▶ **To do**
Please find the number of lines in the material below where the string "width" occurs, and give only that number.

[Listed records — start]

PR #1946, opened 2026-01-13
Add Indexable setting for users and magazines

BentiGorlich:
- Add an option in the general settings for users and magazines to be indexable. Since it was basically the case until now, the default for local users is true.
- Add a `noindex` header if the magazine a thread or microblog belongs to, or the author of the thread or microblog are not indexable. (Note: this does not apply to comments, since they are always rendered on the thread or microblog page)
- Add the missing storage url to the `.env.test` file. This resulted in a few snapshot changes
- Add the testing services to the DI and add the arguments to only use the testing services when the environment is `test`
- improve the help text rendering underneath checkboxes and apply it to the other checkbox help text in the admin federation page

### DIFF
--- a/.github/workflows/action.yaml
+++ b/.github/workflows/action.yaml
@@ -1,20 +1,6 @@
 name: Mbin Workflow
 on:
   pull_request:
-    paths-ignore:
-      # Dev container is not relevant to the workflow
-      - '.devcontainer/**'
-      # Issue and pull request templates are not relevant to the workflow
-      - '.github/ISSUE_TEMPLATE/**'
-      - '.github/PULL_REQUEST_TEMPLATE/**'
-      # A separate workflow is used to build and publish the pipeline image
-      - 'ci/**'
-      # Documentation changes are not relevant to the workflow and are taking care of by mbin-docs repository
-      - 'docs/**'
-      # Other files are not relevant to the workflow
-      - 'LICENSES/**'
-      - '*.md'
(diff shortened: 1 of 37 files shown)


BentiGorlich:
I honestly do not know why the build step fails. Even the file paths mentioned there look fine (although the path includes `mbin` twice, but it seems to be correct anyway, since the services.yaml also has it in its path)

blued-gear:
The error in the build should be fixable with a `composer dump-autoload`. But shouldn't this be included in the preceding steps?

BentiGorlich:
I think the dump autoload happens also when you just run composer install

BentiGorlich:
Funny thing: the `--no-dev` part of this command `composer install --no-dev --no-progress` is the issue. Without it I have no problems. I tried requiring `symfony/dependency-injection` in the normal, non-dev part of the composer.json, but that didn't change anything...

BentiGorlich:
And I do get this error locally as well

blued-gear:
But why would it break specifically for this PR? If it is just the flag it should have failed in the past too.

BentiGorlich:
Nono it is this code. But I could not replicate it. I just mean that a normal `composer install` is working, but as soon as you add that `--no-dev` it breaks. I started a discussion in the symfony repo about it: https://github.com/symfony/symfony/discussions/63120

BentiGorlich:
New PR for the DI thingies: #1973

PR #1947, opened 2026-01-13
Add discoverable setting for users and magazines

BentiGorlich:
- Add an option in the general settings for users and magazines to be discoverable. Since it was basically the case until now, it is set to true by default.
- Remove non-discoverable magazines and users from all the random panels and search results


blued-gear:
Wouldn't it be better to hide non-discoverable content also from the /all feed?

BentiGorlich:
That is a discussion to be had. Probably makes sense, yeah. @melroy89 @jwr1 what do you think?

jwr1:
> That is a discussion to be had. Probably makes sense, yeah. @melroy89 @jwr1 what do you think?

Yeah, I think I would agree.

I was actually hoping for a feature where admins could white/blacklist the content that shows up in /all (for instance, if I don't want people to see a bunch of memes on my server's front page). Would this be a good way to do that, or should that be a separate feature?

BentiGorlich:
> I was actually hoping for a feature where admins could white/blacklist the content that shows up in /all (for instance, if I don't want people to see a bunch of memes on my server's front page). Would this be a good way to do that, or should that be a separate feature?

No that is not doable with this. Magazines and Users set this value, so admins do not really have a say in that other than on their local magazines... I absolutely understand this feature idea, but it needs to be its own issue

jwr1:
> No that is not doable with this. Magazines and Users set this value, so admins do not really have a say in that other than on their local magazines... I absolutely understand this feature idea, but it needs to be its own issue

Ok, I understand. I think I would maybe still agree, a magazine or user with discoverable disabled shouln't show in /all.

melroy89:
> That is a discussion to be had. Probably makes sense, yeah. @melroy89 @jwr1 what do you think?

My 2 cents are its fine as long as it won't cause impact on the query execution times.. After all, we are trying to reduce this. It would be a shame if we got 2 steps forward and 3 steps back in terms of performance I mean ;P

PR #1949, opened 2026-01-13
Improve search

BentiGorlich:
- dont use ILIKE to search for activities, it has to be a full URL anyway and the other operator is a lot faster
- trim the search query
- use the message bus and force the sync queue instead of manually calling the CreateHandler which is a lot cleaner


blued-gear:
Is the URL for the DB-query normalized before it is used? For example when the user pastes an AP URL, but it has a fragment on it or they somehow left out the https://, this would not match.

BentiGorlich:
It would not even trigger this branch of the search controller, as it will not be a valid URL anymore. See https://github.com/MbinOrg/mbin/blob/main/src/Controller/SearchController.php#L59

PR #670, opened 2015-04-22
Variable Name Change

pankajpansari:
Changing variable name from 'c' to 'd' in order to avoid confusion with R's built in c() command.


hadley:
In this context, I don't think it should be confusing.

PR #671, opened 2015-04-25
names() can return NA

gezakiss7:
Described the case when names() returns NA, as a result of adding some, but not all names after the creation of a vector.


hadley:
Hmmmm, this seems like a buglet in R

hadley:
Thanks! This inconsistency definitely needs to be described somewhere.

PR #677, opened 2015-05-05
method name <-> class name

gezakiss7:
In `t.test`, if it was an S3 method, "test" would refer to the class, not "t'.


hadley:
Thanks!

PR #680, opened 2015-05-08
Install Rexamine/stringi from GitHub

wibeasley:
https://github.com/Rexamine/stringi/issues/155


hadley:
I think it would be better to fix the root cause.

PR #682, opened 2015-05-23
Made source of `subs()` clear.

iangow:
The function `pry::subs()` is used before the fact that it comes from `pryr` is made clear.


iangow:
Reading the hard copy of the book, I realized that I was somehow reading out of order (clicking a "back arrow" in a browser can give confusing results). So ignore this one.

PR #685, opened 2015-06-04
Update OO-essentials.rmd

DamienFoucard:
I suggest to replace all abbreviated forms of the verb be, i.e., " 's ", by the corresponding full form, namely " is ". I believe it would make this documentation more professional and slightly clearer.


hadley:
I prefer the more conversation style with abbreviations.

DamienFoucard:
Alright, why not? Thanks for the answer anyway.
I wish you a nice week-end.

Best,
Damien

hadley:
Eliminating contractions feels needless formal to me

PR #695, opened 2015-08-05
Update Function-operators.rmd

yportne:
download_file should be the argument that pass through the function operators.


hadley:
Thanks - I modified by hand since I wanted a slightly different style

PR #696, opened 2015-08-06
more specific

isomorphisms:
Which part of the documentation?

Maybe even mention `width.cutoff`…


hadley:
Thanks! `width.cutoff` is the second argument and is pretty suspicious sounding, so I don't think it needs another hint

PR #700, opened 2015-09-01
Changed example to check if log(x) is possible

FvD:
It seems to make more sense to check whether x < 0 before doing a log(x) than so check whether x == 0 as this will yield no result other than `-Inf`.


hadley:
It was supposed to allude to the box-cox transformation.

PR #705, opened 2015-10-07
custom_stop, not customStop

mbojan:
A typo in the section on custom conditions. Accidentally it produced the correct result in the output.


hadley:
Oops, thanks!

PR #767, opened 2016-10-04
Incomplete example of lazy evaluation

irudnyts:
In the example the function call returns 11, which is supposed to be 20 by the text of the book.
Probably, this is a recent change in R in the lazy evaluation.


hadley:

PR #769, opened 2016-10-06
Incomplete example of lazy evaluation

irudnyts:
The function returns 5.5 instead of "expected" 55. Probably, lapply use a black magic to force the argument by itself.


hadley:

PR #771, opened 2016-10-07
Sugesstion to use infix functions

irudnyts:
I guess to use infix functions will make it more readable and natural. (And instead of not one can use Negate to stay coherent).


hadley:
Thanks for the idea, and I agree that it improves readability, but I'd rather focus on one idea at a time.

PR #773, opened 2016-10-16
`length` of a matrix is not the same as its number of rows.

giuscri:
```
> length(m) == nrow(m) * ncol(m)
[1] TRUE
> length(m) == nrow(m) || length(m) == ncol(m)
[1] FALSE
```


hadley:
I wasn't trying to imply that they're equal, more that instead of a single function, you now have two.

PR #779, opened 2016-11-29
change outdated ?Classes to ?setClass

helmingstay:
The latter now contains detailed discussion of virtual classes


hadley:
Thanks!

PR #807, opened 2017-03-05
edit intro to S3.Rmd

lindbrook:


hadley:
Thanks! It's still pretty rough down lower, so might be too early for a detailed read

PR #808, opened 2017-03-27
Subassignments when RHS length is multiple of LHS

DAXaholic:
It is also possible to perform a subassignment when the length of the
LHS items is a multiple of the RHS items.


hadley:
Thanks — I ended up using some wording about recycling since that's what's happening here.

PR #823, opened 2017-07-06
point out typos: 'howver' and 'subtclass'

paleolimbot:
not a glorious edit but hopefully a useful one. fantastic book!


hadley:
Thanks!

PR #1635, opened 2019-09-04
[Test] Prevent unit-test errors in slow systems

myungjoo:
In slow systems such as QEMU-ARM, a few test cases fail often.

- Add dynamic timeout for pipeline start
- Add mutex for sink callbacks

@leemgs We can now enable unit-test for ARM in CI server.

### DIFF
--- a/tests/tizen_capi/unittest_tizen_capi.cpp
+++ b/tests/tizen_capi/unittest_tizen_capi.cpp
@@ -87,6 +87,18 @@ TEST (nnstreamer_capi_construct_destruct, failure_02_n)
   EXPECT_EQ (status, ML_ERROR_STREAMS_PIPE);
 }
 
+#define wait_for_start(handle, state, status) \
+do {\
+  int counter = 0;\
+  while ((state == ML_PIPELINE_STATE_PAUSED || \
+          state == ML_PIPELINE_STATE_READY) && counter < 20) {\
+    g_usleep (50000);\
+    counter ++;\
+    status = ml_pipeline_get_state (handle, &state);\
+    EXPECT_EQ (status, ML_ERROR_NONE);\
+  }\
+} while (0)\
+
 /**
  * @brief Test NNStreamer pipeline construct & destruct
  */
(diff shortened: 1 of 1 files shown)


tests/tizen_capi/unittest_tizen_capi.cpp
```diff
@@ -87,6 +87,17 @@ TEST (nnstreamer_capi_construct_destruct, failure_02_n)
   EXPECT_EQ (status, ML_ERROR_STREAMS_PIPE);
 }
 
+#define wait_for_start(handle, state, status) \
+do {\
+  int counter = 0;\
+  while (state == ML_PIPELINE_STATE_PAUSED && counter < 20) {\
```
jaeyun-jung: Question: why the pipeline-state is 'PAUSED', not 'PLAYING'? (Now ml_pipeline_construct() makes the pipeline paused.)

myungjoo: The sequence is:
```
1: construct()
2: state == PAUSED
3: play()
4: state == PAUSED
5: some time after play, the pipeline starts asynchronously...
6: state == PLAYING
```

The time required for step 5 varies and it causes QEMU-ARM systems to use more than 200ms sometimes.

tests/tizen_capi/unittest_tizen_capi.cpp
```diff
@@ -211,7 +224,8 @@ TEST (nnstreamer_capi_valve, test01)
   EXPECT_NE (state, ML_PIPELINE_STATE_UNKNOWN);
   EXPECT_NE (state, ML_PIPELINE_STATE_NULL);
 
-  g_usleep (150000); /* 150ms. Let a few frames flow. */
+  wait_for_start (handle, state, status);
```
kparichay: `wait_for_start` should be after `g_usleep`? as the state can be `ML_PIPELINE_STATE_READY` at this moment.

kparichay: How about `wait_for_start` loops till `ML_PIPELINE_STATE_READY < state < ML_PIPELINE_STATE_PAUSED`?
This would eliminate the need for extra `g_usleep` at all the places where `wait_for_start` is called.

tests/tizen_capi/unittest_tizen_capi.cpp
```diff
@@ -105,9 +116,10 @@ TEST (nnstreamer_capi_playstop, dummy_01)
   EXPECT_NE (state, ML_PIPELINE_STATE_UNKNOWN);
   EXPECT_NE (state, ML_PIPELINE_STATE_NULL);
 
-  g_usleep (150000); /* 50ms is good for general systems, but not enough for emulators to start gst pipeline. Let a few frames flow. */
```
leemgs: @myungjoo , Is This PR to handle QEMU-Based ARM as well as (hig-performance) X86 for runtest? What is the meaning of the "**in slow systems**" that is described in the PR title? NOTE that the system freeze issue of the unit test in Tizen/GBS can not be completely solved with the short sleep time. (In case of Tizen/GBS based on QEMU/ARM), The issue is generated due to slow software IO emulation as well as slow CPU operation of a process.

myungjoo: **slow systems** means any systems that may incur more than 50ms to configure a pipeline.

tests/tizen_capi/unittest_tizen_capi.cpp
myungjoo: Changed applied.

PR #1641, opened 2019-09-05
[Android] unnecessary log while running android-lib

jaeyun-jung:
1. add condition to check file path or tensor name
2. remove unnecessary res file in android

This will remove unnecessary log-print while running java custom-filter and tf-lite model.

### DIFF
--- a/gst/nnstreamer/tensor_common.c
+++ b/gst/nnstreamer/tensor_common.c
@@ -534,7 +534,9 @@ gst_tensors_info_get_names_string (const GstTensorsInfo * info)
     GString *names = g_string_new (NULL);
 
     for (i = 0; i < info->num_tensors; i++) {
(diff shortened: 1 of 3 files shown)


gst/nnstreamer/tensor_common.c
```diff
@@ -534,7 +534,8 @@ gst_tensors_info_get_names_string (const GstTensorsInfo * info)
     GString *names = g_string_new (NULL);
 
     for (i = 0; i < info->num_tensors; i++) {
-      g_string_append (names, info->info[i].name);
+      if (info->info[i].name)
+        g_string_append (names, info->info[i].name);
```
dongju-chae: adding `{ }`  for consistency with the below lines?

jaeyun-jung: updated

[Listed records — finish]
[Listed records — start]

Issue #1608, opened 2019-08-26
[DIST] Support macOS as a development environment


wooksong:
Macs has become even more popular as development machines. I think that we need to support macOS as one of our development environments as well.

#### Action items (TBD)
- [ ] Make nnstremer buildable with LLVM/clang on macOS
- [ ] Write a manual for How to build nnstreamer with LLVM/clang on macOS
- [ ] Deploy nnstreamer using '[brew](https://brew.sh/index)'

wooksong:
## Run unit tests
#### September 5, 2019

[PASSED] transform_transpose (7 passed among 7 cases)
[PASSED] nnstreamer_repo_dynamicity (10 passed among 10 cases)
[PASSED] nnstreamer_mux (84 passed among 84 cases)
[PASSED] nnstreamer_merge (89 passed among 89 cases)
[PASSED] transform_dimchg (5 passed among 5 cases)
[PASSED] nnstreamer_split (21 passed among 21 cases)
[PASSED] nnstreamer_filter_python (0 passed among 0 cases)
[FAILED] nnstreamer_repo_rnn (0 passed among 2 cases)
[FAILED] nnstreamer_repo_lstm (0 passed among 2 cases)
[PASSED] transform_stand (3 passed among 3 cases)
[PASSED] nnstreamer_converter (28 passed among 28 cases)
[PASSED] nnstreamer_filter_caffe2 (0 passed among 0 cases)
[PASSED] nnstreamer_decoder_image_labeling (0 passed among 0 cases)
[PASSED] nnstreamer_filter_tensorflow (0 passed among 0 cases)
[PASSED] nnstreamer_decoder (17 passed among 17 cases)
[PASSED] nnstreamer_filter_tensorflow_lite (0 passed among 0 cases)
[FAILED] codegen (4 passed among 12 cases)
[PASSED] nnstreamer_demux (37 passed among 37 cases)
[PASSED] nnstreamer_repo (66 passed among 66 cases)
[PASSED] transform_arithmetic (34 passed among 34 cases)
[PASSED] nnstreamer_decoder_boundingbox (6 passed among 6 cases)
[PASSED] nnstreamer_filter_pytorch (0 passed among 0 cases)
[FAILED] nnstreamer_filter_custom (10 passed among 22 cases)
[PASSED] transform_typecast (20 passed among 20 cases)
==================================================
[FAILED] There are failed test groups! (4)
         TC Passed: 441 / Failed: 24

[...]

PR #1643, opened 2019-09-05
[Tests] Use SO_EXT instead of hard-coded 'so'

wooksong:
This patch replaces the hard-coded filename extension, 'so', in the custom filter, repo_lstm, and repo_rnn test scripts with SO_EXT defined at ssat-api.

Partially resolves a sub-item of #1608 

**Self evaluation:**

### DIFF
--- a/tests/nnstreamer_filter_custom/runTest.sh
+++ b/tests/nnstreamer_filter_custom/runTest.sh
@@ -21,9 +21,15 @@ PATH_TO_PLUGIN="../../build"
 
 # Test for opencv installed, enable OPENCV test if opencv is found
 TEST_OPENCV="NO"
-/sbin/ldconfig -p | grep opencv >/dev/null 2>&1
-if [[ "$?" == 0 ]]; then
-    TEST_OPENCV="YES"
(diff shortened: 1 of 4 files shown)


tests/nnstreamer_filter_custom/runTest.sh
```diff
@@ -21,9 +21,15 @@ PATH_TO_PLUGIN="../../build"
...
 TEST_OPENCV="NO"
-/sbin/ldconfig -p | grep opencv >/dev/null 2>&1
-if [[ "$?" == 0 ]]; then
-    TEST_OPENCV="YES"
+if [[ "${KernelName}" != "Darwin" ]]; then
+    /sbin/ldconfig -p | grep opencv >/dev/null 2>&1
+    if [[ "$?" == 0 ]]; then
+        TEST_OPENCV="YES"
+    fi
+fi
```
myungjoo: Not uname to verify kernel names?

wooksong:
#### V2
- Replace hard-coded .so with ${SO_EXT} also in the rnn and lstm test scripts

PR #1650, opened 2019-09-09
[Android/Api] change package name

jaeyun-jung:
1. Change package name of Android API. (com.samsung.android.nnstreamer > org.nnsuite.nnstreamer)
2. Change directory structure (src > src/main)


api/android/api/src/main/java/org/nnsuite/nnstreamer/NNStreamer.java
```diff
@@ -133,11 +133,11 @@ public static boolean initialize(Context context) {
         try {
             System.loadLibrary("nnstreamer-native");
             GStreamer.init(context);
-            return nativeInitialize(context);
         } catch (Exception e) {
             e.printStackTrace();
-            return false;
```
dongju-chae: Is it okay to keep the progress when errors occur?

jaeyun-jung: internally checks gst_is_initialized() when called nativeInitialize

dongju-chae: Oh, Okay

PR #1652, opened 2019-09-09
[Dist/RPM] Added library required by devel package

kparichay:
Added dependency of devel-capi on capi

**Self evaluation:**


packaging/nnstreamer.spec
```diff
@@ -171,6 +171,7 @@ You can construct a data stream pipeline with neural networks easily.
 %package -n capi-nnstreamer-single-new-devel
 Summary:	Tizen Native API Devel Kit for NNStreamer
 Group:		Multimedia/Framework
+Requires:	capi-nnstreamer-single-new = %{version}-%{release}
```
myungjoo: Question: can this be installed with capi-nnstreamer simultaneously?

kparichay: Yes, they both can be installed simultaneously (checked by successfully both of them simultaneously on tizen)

[Listed records — finish]

▶ **Response**
2